Trading

What's the Difference Between Cross and Isolated Margin on Binance?

Published on 2026-03-15 | 3 min

Comparing how cross margin and isolated margin work on Binance and their risk differences.

Binance margin trading has two modes: cross and isolated. Choosing the wrong one can impact your risk management.

Register on Binance to try margin trading. Download the Binance app for easy switching.

Cross Margin

All assets in your margin account share one collateral pool across all pairs.

Upside: Losses on one position can be cushioned by profits on others, reducing liquidation risk.

Risk: If liquidated, your entire margin account is affected. One big loss can drag everything down.

Isolated Margin

Each trading pair has independent collateral. Funds allocated to BTC/USDT stay with that pair only.

Upside: Risk isolation. Even if one position is liquidated, only that position's margin is lost.

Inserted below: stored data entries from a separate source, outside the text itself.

PR #7101, opened 2025-09-04
[HUD] SGLang vs VLLM comparison dashboard

namanlalitnyu:
This PR consists of the changes of adding a new dashboard which would be used for comparing the results between SGLang and vLLM for all the different metrics.

**Changes**:
1. Added a new property `repos` which is used for handling the implementation when comparing two or more repositories in a single dashboard.
2. Implemented new methods in the reports, benchmarks, graphs, and summary typescript files to handle new logic for comparing repos.
3. Refactored existing code by replacing commonly used strings with constants, and added common functions in the llmUtils file.
4. In the table section of the dashboard, added a new column "sourceRepository", which helps in identifying the repo name when results are rendered together for multiple repos.
5. In the Graphs, added a new prefix in the fields (eg: `vllm`) to help distinguish and compare the results better.

**TODOs (Future scope)**:
1. Add a `QPS` dropdown filter to allow the user to compare two benchmarks with same qps value easily. Currently, it can be done by selecting the options in the graph, but is a nice-to-have feature.

**Testing**
Verified through local development that the dashboard is correctly rendering the results for both the repositories, including the table as well.
Dashboard [link](https://torchci-60fwxh8nt-fbopensource.vercel.app/benchmark/llms?repos=vllm-project%2Fvllm%2Csgl-project%2Fsglang)

`SGLang vs vLLM Comparison Dashboard`
Screenshot 2025-09-08 at 2 25 46 PM

Screenshot 2025-09-08 at 1 54 12 PM


torchci/components/benchmark/llms/LLMsBenchmarkPage.tsx
```diff
@@ -57,10 +59,24 @@ export default function LLMsBenchmarkPage() {
     rCommit: "",
     lBranch: MAIN_BRANCH,
     rBranch: MAIN_BRANCH,
+    repos: [],
   };
 
   const [props, dispatch] = useReducer(propsReducer, initialPropsState);
 
+  if (props.repos && props.repos.length > 0) {
```
yangw-dev: let's use a field to indicate wether it's repo comparison mode or node,
having field such as repos as rendering logics sometimes can lead to confusion
for instance, 
a enum {
    general = 0
    repoComparison = 1
}

torchci/components/benchmark/llms/LLMsBenchmarkPage.tsx
```diff
@@ -195,7 +214,201 @@ const MainPage = ({
...
+      />
+    </div>
+  );
+};
+
+/**
+ * @returns Main page for the LLMs dashboard comparison mode
+ * the page is routed in pagesM/bencmark/llms.tsx
+ */
+const MainPageForComparison = ({
```
yangw-dev: i recommend to create another tsx file for this

torchci/components/benchmark/llms/LLMsBenchmarkPage.tsx
```diff
@@ -310,7 +535,42 @@ function resetProps(
   return newProps;
 }
 
-const getBenchmarkName = (benchmarkName: string | any, repoName: string) => {
+const getBenchmarkName = (
```
yangw-dev: let's create a new method for this?
since the mode is different, piling up the logics with different visualization purpose is not ideal

torchci/components/benchmark/llms/components/LLMsReport.tsx
```diff
@@ -19,6 +25,8 @@ export default function LLMsReport({
   metricNames: string[];
   benchmarkPropsQueryParams: any;
 }) {
+  const isCompare = props.repos && props.repos.length > 1;
```
yangw-dev: let's create LLMsComparisonReport and attach it to your mainComparison components, so we can split the logics,

torchci/components/benchmark/llms/components/LLMsReport.tsx
```diff
@@ -128,6 +148,173 @@ export default function LLMsReport({
           ...rBranchAndCommit,
           data: rDataWithSpeedup,
         }}
+        repos={props.repos}
+      />
+    </div>
+  );
+}
+
+function CompareLLMsReport({
```
yangw-dev: make this its own tsx file

torchci/components/benchmark/llms/components/dashboardPicker/LLMsDashboardPicker.tsx
```diff
@@ -29,6 +29,23 @@ export const LLMsDashboardPicker = ({
   const handleChange = (key: string, newVal: any) => {
     dispatch({ type: "UPDATE_FIELD", field: key, value: newVal });
   };
+
+  // For comparison mode, only show time range picker and limited filters
+  if (props.repos && props.repos.length > 1) {
```
yangw-dev: use the enum to tell the logic difference

torchci/components/benchmark/llms/LLMsBenchmarkPage.tsx
namanlalitnyu: Thanks for this suggestion, created a new enum for handling this check.

torchci/components/benchmark/llms/LLMsBenchmarkPage.tsx
namanlalitnyu: Sure, created a new file for it.

torchci/components/benchmark/llms/LLMsBenchmarkPage.tsx
namanlalitnyu: Created a new method being referenced by the comparison benchmark flow.

torchci/components/benchmark/llms/components/LLMsReport.tsx
namanlalitnyu: Created a new file.

torchci/components/benchmark/llms/components/graphPanel/LLMsGraphPanelBase.tsx
```diff
@@ -6,7 +6,6 @@ import {
   IconButton,
   Link,
   Paper,
-  Stack,
```
namanlalitnyu, line 9: In this file, it looks like a lot of deletions, but I just refactored the Graph code in such a way that there is a common base component `LLMsGraphPanelBase.tsx`, which is being used by both the normal and comparison graph components (i.e, `LLMsComparisonGraphPanel.tsx` and `LLMsGraphPanel.tsx`.

torchci/components/benchmark/llms/LLMsComparingBenchmarkPage.tsx
```diff
@@ -0,0 +1,441 @@
...
+    <Typography fontSize={"2rem"} fontWeight={"bold"}>
+      {title}
+    </Typography>
+  );
+}
+
+const formLink = (props: LLMsBenchmarkProps, baseUrl: string) => {
+  return (
+    <CopyLink
+      textToCopy={`${baseUrl}?startTime=${encodeURIComponent(
```
yangw-dev, line 416: FYI,
this is the link right now does not work for your main page. 


image

yangw-dev (approved):
I think there are some issues for the link, 
however, i think it's fine for now

this repos comparison is a good use cases for us to consider for the new UI we plan to do in h2.

torchci/components/benchmark/llms/LLMsComparingBenchmarkPage.tsx
namanlalitnyu: Thanks for bringing this up, I missed it earlier. 
I'll take a look at this issue in the coming future and try to resolve it, in a different PR.

huydhn:
I just notice that https://torchci-git-comparison-dashboard-fbopensource.vercel.app/benchmark/llms?repos=vllm-project%2Fvllm%2Csgl-project%2Fsglang shows all models from vLLM while only some of them are run on sglang.  For vLLM-only models, there is nothing to compare against.  IMO, it's clearer to show only the overlapping set between vLLM and SGLang here

huydhn (approved):

namanlalitnyu:
> I just notice that https://torchci-git-comparison-dashboard-fbopensource.vercel.app/benchmark/llms?repos=vllm-project%2Fvllm%2Csgl-project%2Fsglang shows all models from vLLM while only some of them are run on sglang. For vLLM-only models, there is nothing to compare against. IMO, it's clearer to show only the overlapping set between vLLM and SGLang here

Hi @huydhn , I have implemented the logic in such a way that we only show the models and devices which are common to both SGLang and vLLM. In this dashboard as well, we have the data for both the frameworks for the mentioned models. 
Could you please let me know for which model is this happening for, I can double check once.
Thanks!

huydhn:
The drop down list looks good, but the models in the table still show everything when you initially open it.  I guess that the default query set the model name to an empty string to query everything.  This is not a deal-breaker though, but a small confusion I guess because people can still click on the model names

namanlalitnyu:
> The drop down list looks good, but the models in the table still show everything when you initially open it. I guess that the default query set the model name to an empty string to query everything. This is not a deal-breaker though, but a small confusion I guess because people can still click on the model names

Ah, I see..I'll take it up and fix this in the next PR.
Thanks for bringing this up.

PR #7108, opened 2025-09-05
Add python 3.14 builds for windows

atalman:
Linux and MacOS builds are enabled by https://github.com/pytorch/test-infra/pull/7022


tools/scripts/generate_binary_build_matrix.py
```diff
@@ -458,7 +458,7 @@ def generate_wheels_matrix(
             arches += [XPU]
 
     if limit_pr_builds:
-        python_versions = [python_versions[0]]
+        python_versions = ["3.14", "3.14t"]
```
clee2000: Just want to sanity check that this is intended

atalman: This is just for test

PR #7115, opened 2025-09-08
Add aws-actions authentication to linux_job_v2.yml

akashveramd:
Some runners do not have AWS CLI installed. Hence, in PyTorch we rely on github aws-actions instead of the CLI for authentication. To provide support for workflow files using linux_job_v2.yml, added aws-actions authentication to linux_job_v2.yml.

Risk: No other assets to support you, so liquidation happens more easily.

Leverage Differences

Cross margin typically maxes at 3-5x. Isolated margin can go up to 10x for some pairs.

When to Use Each

Cross: Managing multiple positions with flexible fund allocation.

Isolated: Strict per-trade risk control.

How to Switch

Find the "Cross/Isolated" toggle on the margin trading page. You must have no open positions or pending orders to switch.

Recommendation

Beginners should start with isolated mode for predictable, controlled losses. Switch to cross once you're comfortable with margin trading.